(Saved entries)

------

PR #2284, opened 2023-05-20
[NativeAOT-LLVM] Implement two-pass exception handling

SingleAccretion:
Implements the two-pass system which #2145 laid the groundwork for.

The general idea is that we use native exception handling for the first pass, caching second-pass handlers in a linked list, to be invoked in the second pass. With this, our EH semantics should align fully with .NET proper modulo bugs.

One area where a two-pass scheme like this causes problems is dynamic stack allocation. We can no longer use the native stack in cases where the underlying data may escape into handlers, and so much of this change is focused on adding the implementation and tests for another kind of "stack" - "the dynamic stack", a specialized allocator, used only for `localloc`s in methods with EH. This allocator tracks the shadow stack to know how much state to release and is invoked by codegen on method return (handling normal flow) and by the dispatchers at the very end of the second pass (handling exceptional flow).

Contributes to #2169.


SingleAccretion:
@dotnet/nativeaot-llvm

yowl:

------

WHAT TO DO –
Produce an exact copy of all the records.

REPLY TO THE TASK –
PR #2284, opened 2023-05-20
[NativeAOT-LLVM] Implement two-pass exception handling

SingleAccretion:
Implements the two-pass system which #2145 laid the groundwork for.

The general idea is that we use native exception handling for the first pass, caching second-pass handlers in a linked list, to be invoked in the second pass. With this, our EH semantics should align fully with .NET proper modulo bugs.

One area where a two-pass scheme like this causes problems is dynamic stack allocation. We can no longer use the native stack in cases where the underlying data may escape into handlers, and so much of this change is focused on adding the implementation and tests for another kind of "stack" - "the dynamic stack", a specialized allocator, used only for `localloc`s in methods with EH. This allocator tracks the shadow stack to know how much state to release and is invoked by codegen on method return (handling normal flow) and by the dispatchers at the very end of the second pass (handling exceptional flow).

Contributes to #2169.


SingleAccretion:
@dotnet/nativeaot-llvm

yowl:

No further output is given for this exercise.